While not the first time Richard had performed this experiment, it indicated with better controls and more quantitative data that net charge was being conveyed from a unipolar pulsed Tesla coil to any and all nearby isolated, isotropic capacitances. The charge appeared always to be negative. The complete mechanism for this was not assumed to be transfer of negative ions or electrons, as no spark or air breakdown was noted. Also, there appeared to be no capacitive coupling of the ac waveform to create a net positive charge, although this might have been possible if some form of rectification was occurring in the receiving circuit.
“...when the ac voltages at the input are large, part of the ac signal may be rectified, causing errors in the indicated dc value being measured.”
Low Level Measurements Handbook, p. 3-23
It had been suggested that a simple dissimilar metal junction with minor oxidation might be just the thing to rectify the damped wave. This was a good guess and warranted further study. However, the peak voltages at the teraohm loading level of the Keithley should have been far greater than the 30 volt peak signal of the 10 megohm scope loading. All might have worked out to the 25 volt per pulse noted if this suggested rectifier was of very high forward resistance. Also, the PIV of the single junction rectifier would have had to be very high to avoid flashover and ultimate discharge as the 25 volts added up to higher and higher voltages. Richard planned to extend the range of the Keithley with a custom divider to check out some of the above points.

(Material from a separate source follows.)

PR #444, opened 2026-07-12
Add `heads_per_tile` (multi-head-per-tile) support to Ulysses ring attention

edgexyz:
## Summary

Challenges, Refined Experimentation, and Corroboration
Modern, high-efficiency, ultra-fast rectifiers were inserted in the receiver circuit, and the experiment was repeated. The results were puzzling and confusing. The reversals of the rectifiers in some cases changed little, in other cases, dramatic differences were noted. What’s more, different rectifiers acted differently in the same connection in some instances. One might have concluded that in some connections, the direction of the inserted diode bucked the assumed rectification in the first experiment. The position of the diode in the receiving setup was also considered in the explanation of some results.
At this point, Scott Fusare, who had noted possible loop/ grid leak anomalies in a similar Keithley instrument, suggested that the high dVIdt pulses might be playing havoc with the front end of the instrument. According to pages 3-23 of the Low Level Measurements Handbook, 4th ed. (Cleveland: Keithley Instruments, Inc., 1992), “...when the ac voltages at the input are large, part of the ac signal may be rectified, causing errors in the indicated dc value being measured.” It was agreed that if the instrument was disconnected and shorted out, it would be out of the equation.
The isotropic sphere would then be allowed to acquire charge in a disconnected state and measured for charge after the source of high dVIdt pulsing was turned off. The instrument could then be reconnected to verify whether the naked sphere was indeed charged as claimed in this experiment. Another benefit, in hindsight, would be the elimination of any possibility of dissimilar junction rectification of the damped RF waveform through the connections to the instrument while charging.
This “definitive” test was performed over several iterations with proper guards and controls in place. Richard set up the coil circuit in his 18°F lab about midnight. He clicked on the 610BR and let it and the hydrogen thyratron filaments warm up for about ten minutes while stomping his feet and watching his breath. It was critical to replicate, exactly, the original experiment.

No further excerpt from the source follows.